EXERCISE OBJECTIVE
For each line of the data that includes the word "inconsistent", copy the line.

______

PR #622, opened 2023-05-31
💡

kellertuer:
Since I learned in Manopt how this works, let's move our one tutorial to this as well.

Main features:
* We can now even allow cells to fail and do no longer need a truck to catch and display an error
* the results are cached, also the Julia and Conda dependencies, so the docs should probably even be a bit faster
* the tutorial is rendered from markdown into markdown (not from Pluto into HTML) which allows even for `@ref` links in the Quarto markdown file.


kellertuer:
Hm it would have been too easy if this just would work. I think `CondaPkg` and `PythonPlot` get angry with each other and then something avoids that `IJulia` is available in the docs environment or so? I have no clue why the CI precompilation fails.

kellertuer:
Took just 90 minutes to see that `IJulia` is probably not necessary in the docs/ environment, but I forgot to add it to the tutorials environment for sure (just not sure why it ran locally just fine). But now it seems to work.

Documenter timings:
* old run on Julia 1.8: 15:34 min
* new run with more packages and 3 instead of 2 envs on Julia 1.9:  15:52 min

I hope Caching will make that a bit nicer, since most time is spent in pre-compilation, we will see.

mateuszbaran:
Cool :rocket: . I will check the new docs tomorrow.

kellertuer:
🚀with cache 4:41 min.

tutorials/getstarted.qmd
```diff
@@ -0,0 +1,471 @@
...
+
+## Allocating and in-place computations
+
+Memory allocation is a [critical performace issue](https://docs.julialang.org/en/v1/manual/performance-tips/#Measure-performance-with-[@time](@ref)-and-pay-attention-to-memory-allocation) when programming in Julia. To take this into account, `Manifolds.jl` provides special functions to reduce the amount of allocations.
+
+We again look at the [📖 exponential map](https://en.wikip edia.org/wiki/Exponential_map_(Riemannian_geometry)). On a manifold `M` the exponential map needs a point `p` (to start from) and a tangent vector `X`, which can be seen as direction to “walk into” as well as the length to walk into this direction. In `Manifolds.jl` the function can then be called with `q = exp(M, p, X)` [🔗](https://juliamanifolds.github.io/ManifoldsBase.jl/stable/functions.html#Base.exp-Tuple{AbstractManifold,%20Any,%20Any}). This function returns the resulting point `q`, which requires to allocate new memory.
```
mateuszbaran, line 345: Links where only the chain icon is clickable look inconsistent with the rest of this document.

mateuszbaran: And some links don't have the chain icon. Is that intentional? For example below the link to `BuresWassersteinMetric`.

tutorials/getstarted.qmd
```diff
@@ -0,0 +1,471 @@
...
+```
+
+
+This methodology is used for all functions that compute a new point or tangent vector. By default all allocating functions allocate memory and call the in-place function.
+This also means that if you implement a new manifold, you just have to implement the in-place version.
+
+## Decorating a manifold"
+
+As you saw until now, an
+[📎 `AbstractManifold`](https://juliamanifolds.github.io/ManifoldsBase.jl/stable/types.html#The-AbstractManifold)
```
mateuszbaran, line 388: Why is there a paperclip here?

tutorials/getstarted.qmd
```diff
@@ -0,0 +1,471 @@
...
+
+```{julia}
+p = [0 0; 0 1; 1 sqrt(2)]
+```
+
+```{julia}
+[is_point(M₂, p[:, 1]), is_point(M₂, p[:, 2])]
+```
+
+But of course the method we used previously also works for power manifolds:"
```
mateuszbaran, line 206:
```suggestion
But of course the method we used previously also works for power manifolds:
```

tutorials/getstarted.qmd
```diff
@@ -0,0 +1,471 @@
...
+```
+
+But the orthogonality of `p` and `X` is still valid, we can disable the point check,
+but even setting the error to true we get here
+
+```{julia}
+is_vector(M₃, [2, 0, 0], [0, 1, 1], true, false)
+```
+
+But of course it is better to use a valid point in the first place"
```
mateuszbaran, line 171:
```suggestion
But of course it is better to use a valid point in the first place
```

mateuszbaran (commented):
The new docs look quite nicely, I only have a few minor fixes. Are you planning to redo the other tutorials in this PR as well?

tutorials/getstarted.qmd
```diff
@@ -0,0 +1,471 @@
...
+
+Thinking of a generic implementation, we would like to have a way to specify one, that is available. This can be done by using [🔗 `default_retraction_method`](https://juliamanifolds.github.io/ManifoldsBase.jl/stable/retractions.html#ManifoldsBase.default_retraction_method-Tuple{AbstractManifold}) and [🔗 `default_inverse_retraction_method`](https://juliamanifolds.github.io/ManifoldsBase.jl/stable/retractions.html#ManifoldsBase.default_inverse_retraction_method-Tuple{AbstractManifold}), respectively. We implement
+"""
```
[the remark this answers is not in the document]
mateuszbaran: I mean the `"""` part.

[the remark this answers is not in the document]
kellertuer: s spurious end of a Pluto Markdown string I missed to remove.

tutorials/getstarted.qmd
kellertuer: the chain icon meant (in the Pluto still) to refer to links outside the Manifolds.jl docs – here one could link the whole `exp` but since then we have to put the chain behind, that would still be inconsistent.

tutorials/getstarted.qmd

______

THE COMPLETED TASK
mateuszbaran, line 345: Links where only the chain icon is clickable look inconsistent with the rest of this document.
kellertuer: the chain icon meant (in the Pluto still) to refer to links outside the Manifolds.jl docs – here one could link the whole `exp` but since then we have to put the chain behind, that would still be inconsistent.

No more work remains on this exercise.